[Saved data entries]
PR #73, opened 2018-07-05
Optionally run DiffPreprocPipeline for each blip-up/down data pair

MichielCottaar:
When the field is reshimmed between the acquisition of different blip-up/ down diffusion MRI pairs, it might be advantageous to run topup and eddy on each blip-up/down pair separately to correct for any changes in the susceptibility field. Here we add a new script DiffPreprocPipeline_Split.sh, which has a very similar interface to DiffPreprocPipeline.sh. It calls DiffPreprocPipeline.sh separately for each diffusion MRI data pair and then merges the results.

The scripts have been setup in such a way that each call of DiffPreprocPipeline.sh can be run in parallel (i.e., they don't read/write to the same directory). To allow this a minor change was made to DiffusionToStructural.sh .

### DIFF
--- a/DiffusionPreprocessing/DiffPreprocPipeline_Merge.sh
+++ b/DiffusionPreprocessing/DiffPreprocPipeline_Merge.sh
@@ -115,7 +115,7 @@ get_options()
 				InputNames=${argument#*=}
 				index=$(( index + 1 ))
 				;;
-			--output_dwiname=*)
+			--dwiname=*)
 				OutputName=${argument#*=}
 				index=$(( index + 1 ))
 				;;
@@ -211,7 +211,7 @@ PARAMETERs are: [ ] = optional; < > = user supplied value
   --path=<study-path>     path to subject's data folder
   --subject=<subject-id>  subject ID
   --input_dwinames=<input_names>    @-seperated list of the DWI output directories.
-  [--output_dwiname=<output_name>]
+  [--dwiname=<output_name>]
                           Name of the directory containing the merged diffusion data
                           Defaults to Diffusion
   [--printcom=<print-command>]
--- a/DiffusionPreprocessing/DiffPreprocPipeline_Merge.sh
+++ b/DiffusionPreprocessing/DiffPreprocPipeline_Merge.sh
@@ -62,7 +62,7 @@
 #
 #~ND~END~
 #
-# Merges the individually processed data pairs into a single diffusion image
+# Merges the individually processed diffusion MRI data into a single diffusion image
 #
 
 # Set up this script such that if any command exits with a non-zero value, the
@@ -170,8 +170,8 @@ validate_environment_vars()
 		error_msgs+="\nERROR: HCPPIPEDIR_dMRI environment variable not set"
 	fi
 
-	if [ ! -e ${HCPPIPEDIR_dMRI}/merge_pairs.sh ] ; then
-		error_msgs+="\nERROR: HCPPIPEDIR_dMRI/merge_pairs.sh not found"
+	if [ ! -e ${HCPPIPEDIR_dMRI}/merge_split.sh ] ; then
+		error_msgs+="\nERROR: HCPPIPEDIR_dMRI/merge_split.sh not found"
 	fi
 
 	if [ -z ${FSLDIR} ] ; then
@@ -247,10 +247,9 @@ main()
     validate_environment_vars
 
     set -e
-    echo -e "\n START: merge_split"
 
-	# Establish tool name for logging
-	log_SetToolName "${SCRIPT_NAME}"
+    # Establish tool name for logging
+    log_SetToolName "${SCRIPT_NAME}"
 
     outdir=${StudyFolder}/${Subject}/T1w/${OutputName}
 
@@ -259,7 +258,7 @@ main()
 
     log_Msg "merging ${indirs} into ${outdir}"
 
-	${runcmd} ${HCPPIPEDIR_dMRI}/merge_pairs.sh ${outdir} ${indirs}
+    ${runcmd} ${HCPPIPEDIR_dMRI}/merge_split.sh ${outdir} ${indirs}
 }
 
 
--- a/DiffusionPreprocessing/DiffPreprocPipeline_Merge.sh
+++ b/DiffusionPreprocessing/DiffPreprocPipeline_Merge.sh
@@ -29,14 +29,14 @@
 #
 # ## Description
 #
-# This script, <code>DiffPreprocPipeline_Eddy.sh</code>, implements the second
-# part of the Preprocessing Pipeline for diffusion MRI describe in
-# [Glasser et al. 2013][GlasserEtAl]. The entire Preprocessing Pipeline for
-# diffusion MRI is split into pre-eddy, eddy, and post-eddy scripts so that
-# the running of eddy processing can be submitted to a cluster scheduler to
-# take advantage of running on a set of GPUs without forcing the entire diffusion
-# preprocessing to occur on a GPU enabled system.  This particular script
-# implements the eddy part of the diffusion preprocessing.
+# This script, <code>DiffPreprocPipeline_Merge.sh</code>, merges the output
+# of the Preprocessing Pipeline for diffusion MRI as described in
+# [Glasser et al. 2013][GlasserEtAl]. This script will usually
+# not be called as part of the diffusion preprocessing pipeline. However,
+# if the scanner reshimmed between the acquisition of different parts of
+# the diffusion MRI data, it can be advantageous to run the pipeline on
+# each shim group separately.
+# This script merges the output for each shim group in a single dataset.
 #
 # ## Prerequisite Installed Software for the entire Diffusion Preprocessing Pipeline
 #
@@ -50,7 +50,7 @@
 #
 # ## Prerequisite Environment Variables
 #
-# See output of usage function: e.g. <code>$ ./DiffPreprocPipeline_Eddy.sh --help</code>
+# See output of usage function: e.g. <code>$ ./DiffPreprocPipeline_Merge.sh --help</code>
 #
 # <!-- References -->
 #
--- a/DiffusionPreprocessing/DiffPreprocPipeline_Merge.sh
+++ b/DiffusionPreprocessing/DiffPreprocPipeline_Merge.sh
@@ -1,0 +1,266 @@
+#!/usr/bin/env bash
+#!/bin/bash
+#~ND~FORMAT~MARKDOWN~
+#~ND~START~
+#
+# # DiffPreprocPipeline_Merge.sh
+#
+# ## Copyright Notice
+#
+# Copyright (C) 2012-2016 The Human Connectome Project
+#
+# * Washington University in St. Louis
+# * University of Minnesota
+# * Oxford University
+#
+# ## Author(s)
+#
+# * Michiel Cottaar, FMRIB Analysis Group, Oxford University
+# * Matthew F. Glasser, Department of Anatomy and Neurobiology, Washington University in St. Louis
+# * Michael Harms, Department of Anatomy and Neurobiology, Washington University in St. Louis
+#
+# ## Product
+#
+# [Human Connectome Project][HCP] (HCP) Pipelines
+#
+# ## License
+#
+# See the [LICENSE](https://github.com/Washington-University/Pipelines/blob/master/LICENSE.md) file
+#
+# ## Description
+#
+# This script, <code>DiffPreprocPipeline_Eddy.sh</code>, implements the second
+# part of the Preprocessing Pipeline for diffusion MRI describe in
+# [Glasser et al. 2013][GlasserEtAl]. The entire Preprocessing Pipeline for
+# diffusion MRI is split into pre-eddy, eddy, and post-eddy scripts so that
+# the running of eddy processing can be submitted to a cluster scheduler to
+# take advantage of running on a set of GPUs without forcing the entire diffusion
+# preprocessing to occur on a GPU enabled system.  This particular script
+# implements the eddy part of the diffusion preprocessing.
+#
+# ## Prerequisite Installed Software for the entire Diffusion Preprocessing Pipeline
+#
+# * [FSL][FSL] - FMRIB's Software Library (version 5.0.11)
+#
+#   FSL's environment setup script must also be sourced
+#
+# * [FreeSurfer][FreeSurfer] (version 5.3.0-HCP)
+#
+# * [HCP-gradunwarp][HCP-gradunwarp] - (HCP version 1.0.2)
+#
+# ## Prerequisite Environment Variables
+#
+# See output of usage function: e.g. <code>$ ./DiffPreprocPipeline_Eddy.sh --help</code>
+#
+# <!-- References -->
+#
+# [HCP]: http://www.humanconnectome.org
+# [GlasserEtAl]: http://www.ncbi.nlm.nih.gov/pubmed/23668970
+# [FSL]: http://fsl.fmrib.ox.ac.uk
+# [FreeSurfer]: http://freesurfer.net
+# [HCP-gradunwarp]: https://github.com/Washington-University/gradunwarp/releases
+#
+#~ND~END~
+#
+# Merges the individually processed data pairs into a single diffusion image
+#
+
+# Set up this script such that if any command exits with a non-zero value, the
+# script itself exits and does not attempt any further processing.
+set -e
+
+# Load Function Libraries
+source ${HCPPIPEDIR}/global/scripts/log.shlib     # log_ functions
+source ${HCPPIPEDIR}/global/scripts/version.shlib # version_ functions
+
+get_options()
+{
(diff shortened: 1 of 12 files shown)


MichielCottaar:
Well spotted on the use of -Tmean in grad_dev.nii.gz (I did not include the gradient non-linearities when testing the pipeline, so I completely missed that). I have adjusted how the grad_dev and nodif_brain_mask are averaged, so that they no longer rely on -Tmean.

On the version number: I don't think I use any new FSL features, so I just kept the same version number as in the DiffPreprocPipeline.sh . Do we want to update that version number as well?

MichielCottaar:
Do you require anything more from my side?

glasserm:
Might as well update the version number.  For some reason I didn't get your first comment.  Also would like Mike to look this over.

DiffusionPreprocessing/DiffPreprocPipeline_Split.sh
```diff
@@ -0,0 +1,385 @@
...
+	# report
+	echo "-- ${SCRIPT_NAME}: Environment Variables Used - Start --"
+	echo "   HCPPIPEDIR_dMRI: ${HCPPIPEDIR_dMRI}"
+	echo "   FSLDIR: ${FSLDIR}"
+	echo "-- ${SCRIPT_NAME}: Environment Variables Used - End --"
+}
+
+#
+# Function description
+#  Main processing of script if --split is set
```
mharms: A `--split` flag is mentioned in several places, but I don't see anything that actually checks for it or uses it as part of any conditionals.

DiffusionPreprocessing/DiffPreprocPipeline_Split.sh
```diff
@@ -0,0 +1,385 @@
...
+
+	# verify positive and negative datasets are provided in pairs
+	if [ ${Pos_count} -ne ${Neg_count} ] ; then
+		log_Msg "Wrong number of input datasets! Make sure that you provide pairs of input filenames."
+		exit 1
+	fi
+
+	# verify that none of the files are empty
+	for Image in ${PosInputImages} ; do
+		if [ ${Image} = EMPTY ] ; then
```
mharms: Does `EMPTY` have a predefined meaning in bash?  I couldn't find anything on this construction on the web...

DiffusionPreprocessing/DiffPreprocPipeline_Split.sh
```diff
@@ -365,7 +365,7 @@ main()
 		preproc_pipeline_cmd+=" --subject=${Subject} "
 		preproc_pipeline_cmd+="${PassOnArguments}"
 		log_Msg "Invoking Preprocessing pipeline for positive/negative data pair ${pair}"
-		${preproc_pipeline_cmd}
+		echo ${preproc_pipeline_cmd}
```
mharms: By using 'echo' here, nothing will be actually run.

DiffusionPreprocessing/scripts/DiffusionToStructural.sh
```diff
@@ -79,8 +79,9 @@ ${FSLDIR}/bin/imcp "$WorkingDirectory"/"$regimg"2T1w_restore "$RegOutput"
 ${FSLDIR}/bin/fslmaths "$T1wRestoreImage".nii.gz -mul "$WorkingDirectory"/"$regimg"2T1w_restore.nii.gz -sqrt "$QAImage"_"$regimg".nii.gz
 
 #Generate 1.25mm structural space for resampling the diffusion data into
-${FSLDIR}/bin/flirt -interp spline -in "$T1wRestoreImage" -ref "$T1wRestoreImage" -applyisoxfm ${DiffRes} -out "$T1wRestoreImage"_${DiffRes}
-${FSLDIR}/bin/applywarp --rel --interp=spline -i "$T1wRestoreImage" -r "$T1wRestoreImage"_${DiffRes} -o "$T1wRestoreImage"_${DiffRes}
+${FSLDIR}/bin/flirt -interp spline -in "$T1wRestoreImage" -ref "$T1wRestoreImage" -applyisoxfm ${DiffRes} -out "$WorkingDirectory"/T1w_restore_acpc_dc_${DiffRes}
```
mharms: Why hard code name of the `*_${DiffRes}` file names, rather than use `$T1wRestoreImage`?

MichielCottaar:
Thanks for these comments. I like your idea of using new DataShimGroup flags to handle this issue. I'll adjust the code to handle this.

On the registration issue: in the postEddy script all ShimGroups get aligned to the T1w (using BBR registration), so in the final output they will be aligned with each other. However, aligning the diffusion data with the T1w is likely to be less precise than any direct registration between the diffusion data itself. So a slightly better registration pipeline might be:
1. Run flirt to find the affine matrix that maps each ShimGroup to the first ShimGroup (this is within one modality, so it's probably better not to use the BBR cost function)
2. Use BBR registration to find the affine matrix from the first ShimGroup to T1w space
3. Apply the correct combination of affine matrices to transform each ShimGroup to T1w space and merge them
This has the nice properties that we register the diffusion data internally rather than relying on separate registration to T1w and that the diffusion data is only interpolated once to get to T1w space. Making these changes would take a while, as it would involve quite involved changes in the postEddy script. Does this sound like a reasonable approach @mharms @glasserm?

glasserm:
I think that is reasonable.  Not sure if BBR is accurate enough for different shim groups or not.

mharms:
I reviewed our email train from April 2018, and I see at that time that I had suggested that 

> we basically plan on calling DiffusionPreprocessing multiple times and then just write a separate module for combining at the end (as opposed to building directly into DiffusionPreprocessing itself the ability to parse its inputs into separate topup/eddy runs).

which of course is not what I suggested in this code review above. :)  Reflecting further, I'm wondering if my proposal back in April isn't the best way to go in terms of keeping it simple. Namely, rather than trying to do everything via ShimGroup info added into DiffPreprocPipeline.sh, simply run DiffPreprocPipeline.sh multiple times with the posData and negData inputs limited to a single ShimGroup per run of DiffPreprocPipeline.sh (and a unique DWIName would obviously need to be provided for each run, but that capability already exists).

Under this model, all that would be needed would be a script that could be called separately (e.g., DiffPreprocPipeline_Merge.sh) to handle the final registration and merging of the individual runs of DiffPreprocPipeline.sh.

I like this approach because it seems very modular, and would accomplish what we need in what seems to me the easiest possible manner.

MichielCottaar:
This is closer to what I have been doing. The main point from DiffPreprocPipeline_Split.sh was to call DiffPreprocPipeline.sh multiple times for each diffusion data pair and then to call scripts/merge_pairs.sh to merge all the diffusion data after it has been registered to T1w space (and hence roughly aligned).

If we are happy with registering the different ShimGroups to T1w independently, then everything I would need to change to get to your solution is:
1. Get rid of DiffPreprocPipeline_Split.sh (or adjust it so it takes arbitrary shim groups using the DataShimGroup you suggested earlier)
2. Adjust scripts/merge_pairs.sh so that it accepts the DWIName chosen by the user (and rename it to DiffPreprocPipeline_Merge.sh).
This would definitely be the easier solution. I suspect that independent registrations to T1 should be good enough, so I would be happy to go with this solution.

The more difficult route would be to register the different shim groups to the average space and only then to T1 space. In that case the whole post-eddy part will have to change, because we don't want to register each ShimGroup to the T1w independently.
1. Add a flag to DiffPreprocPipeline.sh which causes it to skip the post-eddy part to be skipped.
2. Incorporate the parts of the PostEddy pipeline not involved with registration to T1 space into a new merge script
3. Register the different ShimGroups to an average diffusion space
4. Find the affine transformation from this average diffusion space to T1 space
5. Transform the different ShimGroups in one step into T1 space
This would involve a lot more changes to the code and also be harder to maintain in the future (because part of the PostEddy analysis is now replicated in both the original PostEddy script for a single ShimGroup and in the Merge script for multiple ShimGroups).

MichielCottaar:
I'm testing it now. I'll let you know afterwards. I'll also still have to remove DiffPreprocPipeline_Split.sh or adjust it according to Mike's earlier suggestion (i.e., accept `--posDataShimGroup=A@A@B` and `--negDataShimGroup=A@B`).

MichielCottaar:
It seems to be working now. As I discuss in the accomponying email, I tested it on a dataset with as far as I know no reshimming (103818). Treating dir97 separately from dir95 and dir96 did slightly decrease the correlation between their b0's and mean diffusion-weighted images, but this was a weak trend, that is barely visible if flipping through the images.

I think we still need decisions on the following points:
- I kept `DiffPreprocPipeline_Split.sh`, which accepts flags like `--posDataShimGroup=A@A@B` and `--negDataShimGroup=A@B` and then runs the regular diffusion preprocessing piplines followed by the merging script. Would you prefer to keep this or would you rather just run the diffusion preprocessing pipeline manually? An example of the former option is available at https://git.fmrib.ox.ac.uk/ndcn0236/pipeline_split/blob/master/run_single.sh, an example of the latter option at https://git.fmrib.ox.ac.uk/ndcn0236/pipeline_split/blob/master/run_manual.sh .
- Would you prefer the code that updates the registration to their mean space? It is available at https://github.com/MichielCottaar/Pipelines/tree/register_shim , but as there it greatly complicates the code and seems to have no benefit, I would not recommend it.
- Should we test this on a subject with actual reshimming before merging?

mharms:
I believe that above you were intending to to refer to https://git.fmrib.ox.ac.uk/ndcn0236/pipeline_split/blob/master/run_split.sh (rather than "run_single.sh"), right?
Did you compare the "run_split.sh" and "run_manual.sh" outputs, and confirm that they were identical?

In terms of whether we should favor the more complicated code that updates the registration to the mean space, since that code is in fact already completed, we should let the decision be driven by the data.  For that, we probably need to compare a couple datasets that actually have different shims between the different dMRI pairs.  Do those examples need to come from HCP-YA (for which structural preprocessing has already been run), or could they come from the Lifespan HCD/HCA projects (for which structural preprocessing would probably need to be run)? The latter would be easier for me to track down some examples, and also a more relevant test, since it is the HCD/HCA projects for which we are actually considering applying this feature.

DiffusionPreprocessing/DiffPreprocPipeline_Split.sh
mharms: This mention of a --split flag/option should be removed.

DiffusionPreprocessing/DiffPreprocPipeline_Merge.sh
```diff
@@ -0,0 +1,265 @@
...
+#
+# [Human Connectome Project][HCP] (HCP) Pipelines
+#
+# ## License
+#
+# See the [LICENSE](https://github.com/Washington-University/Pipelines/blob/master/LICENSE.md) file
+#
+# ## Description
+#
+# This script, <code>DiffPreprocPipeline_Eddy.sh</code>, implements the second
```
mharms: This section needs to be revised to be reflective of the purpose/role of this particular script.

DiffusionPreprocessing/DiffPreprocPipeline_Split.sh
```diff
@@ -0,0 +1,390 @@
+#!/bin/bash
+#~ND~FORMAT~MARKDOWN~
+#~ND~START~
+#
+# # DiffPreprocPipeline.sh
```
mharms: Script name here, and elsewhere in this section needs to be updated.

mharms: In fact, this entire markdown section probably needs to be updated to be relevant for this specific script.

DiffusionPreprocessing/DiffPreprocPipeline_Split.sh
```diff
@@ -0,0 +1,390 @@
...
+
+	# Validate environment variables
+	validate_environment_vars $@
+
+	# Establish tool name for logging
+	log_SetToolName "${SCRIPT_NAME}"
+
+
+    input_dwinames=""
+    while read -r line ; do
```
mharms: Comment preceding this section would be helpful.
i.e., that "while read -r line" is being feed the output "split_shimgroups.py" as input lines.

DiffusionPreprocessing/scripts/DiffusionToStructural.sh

- _TASK STATEMENT_:
With "Mike" as the string to match, show every line of the entries above that has it.

- _WRITTEN SOLUTION_:
Might as well update the version number.  For some reason I didn't get your first comment.  Also would like Mike to look this over.
I'm testing it now. I'll let you know afterwards. I'll also still have to remove DiffPreprocPipeline_Split.sh or adjust it according to Mike's earlier suggestion (i.e., accept `--posDataShimGroup=A@A@B` and `--negDataShimGroup=A@B`).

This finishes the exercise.